Stored items:
☆ ☆ ☆ ☆ ☆ ☆ ☆

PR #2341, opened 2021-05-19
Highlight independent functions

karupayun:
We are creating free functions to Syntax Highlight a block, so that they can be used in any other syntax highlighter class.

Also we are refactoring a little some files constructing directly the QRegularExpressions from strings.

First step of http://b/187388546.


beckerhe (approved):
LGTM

☆ ☆ ☆ ☆ ☆ ☆ ☆

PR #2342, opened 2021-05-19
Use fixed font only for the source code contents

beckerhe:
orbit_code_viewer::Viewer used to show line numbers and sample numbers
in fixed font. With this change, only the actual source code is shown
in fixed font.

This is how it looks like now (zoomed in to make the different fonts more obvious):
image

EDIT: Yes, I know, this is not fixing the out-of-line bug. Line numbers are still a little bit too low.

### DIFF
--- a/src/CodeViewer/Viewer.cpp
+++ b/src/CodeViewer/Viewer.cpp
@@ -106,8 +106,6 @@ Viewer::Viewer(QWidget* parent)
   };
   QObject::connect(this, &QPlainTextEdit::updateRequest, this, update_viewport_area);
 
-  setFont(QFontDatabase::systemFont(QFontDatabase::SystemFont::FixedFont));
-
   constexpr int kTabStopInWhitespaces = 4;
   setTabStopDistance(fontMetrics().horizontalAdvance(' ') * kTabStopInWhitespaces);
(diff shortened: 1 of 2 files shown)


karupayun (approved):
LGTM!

☆ ☆ ☆ ☆ ☆ ☆ ☆

Read the lines above. Gather those in which the string "Highlight" is found.

The answer →
Highlight independent functions
We are creating free functions to Syntax Highlight a block, so that they can be used in any other syntax highlighter class.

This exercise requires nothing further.